- _Action item_:
Filter the lines below, copying only those with the string "inline".

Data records
------------------------------------------------

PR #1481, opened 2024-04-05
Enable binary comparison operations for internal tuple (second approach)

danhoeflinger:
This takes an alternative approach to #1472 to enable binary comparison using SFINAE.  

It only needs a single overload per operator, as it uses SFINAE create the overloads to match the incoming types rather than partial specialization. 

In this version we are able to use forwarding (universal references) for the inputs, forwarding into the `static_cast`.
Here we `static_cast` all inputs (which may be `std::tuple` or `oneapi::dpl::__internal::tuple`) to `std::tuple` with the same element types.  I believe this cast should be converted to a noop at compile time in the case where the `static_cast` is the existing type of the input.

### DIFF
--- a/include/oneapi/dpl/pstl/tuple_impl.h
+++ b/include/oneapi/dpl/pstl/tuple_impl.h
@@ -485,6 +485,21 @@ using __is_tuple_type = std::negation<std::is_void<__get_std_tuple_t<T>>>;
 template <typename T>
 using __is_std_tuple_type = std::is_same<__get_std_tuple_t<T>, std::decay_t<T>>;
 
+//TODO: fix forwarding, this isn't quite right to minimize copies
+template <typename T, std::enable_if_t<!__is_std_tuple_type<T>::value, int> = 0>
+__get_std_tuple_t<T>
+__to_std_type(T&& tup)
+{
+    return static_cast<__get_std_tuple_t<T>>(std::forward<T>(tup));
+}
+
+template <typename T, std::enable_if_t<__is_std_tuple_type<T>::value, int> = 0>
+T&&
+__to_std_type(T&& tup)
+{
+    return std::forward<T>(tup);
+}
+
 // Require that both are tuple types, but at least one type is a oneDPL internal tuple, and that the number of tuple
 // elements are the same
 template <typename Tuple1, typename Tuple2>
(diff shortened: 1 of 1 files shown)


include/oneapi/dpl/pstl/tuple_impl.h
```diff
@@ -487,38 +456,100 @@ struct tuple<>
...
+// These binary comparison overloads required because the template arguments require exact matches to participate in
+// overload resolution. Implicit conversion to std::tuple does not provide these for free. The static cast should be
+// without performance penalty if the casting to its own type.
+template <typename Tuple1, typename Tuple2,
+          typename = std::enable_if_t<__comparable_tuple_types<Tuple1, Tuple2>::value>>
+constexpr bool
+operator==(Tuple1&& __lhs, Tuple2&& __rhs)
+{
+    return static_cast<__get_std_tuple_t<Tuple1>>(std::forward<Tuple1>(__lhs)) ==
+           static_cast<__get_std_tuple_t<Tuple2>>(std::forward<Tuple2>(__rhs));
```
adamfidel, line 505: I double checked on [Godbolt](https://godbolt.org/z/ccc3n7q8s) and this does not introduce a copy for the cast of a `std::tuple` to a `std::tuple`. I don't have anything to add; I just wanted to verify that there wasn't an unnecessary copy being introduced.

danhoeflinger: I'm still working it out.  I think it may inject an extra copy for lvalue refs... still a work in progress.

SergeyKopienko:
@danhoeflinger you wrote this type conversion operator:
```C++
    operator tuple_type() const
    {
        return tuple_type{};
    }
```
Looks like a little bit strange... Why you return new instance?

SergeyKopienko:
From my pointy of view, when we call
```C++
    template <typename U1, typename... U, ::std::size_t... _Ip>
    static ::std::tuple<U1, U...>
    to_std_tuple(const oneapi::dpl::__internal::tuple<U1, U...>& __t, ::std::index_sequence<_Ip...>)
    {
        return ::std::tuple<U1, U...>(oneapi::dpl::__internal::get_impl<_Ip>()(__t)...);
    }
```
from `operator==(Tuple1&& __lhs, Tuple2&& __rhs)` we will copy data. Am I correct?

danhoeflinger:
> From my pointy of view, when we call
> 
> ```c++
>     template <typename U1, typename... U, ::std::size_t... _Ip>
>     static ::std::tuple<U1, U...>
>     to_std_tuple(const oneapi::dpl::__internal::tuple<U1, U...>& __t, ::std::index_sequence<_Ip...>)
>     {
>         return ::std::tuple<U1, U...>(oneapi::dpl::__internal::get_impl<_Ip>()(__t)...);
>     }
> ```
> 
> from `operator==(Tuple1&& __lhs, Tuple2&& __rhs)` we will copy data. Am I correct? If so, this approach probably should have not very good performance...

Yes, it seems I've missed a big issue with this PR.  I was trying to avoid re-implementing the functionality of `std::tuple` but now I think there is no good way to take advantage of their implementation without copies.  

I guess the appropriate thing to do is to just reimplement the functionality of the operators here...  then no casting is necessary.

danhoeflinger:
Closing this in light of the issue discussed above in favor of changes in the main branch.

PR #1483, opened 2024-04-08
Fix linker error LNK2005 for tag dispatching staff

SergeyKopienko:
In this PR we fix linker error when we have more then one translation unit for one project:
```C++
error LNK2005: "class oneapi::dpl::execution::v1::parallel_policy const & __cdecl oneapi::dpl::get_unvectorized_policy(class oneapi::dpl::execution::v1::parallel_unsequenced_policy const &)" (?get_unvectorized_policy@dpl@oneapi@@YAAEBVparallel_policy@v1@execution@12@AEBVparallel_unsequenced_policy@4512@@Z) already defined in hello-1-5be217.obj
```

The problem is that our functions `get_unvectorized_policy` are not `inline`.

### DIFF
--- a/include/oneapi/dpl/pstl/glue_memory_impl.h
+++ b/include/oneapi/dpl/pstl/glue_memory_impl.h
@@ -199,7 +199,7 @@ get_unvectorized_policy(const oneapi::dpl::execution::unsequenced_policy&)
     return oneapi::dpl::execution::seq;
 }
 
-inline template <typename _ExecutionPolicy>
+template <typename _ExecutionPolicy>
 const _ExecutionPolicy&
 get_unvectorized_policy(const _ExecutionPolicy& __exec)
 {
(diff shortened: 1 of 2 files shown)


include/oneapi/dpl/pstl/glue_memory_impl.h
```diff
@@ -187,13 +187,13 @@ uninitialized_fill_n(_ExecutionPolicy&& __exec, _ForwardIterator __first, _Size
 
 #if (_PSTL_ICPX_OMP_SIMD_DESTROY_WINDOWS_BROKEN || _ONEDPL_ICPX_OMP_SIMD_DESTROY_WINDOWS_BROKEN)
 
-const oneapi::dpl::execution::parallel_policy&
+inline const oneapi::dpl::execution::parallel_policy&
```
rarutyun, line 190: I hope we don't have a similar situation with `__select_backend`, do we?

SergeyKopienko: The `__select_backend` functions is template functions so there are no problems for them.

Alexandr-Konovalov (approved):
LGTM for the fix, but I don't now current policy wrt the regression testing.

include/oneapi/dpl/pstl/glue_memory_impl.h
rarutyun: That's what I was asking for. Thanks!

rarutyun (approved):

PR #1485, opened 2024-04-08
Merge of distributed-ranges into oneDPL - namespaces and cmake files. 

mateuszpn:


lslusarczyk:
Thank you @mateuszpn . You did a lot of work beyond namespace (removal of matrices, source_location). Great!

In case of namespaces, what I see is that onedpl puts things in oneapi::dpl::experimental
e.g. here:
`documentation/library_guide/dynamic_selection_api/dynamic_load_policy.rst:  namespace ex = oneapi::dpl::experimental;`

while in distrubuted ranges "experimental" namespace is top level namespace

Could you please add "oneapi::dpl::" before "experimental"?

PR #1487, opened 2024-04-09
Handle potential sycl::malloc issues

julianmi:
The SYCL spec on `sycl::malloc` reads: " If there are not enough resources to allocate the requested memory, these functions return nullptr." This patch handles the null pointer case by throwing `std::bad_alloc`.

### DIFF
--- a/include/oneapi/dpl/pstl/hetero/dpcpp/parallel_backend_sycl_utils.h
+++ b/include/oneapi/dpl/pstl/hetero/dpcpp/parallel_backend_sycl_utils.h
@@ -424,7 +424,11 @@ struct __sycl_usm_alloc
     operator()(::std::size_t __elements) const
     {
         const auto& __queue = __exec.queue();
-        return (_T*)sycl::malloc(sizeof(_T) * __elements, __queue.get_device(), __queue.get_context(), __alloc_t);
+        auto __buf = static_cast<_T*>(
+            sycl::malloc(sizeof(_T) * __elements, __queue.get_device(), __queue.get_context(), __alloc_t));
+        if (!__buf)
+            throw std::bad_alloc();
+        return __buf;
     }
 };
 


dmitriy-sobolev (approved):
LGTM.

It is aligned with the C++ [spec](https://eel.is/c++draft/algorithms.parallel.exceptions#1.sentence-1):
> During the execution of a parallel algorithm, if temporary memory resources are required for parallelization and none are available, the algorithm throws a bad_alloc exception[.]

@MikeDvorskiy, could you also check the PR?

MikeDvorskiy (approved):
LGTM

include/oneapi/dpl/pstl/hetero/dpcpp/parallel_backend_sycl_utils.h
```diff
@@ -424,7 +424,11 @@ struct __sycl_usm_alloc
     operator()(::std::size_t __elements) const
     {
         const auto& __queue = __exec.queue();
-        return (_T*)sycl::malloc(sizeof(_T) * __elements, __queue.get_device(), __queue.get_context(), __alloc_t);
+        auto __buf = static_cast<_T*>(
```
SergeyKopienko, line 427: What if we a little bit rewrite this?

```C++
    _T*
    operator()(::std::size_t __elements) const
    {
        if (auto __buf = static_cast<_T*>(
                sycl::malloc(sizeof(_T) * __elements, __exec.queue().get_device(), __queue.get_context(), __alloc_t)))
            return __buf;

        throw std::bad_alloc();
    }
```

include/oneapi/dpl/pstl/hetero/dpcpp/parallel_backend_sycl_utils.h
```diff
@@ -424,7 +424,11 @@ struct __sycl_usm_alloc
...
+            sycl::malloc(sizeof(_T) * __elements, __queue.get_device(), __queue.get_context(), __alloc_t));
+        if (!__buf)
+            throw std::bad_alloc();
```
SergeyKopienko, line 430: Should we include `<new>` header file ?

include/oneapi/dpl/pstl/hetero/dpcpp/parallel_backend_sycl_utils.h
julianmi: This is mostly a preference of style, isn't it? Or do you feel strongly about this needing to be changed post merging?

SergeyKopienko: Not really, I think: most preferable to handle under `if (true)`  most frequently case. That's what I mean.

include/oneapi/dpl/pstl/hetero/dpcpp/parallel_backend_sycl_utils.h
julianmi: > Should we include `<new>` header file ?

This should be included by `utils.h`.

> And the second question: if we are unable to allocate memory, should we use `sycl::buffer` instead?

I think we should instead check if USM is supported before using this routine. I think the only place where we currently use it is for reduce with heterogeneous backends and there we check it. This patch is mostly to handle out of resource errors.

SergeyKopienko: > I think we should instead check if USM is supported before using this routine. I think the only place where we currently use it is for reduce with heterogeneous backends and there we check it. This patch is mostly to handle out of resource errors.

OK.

------------------------------------------------

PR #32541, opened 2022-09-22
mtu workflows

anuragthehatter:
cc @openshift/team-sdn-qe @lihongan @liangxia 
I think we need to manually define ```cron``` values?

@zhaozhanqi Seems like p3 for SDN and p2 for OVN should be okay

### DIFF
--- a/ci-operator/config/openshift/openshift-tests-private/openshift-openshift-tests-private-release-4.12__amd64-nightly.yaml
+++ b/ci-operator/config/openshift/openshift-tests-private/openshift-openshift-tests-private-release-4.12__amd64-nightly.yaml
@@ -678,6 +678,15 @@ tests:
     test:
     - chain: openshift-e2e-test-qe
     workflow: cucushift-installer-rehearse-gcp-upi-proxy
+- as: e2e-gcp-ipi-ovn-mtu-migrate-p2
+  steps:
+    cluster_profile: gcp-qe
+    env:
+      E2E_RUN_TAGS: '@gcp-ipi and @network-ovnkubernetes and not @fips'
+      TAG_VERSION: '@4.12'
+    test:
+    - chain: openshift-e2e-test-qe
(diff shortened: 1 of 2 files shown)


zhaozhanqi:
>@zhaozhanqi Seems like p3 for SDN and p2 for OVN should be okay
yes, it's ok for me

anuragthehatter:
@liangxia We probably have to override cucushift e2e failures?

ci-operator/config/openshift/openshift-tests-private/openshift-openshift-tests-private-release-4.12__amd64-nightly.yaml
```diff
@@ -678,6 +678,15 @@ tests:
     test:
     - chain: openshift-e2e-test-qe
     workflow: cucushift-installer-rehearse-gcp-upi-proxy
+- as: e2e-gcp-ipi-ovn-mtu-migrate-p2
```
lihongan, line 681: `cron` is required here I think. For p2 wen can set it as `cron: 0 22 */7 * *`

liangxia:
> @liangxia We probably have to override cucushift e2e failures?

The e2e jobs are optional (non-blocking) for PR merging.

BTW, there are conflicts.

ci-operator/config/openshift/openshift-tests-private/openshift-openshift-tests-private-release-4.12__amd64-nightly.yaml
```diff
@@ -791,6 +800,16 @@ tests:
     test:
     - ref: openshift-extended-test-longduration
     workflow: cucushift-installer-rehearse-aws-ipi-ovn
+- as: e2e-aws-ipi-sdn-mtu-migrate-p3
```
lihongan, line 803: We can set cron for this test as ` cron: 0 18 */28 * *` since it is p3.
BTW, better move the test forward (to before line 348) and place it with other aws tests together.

------------------------------------------------

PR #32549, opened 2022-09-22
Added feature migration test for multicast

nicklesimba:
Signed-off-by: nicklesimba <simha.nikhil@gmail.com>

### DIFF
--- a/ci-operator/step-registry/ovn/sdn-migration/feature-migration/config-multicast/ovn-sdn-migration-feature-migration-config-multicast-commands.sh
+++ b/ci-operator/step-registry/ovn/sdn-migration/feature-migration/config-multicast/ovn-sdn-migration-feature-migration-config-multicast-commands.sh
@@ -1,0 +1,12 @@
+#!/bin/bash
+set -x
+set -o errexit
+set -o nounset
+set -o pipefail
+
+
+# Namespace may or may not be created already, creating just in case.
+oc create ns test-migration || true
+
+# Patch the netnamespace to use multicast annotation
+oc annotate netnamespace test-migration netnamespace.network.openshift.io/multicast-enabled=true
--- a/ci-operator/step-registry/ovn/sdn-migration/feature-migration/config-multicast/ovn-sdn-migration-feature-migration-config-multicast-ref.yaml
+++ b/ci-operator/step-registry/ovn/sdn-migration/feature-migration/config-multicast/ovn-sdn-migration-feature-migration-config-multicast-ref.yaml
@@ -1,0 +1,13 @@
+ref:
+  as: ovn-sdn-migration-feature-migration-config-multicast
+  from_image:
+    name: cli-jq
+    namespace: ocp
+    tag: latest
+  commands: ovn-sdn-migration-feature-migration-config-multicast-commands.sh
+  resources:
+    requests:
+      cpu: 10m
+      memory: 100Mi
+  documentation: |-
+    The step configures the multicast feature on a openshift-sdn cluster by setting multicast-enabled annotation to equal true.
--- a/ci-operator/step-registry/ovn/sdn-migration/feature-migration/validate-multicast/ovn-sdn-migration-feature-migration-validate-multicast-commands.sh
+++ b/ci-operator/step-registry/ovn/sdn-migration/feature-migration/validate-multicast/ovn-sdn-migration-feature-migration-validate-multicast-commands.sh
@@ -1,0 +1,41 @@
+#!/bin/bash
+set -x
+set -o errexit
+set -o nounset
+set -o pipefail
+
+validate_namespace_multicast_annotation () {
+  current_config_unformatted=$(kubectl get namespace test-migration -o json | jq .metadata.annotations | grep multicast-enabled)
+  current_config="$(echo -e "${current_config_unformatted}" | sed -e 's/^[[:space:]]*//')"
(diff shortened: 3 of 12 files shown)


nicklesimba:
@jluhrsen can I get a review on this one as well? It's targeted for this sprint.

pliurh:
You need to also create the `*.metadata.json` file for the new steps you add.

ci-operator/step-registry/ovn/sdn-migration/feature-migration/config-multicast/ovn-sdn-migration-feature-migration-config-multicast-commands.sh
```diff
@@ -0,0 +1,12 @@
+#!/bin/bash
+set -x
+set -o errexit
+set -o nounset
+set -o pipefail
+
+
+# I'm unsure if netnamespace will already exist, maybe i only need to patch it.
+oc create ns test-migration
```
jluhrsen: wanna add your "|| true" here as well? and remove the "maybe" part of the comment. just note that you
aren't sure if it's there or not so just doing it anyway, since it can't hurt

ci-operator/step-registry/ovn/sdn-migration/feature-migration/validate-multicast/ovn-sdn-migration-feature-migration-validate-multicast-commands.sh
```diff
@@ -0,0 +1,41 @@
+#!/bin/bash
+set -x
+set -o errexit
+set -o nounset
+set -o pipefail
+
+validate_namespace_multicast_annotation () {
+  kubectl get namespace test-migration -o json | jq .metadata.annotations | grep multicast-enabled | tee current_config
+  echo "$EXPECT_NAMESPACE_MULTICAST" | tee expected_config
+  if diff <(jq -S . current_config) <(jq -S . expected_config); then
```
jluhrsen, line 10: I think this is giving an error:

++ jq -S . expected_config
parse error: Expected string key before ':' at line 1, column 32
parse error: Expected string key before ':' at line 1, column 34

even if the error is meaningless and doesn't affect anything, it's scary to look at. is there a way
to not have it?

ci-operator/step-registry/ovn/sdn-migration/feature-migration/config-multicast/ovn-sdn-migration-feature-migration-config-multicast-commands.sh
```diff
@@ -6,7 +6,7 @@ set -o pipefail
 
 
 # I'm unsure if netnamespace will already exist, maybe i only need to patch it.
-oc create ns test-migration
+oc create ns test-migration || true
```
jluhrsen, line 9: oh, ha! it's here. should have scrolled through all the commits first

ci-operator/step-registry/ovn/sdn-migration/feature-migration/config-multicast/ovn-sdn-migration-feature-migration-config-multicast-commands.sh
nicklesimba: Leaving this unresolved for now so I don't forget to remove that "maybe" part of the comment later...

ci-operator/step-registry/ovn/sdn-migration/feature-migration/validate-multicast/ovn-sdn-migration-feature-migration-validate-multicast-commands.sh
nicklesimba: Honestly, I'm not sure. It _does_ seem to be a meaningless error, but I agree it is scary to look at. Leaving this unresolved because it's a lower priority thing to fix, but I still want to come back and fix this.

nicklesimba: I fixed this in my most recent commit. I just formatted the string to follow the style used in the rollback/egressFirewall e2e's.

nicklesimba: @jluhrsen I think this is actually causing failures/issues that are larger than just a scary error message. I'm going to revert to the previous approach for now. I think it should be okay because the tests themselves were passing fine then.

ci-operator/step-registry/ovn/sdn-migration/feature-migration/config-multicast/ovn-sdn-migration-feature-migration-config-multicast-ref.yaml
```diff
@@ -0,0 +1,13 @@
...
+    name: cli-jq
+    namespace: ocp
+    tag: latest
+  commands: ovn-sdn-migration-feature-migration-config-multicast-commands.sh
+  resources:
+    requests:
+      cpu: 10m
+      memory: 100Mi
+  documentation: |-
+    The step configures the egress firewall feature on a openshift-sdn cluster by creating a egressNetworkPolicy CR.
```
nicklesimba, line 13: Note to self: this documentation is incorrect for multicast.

------------------------------------------------

- _Exercise solution_:
The problem is that our functions `get_unvectorized_policy` are not `inline`.
-inline template <typename _ExecutionPolicy>
+inline const oneapi::dpl::execution::parallel_policy&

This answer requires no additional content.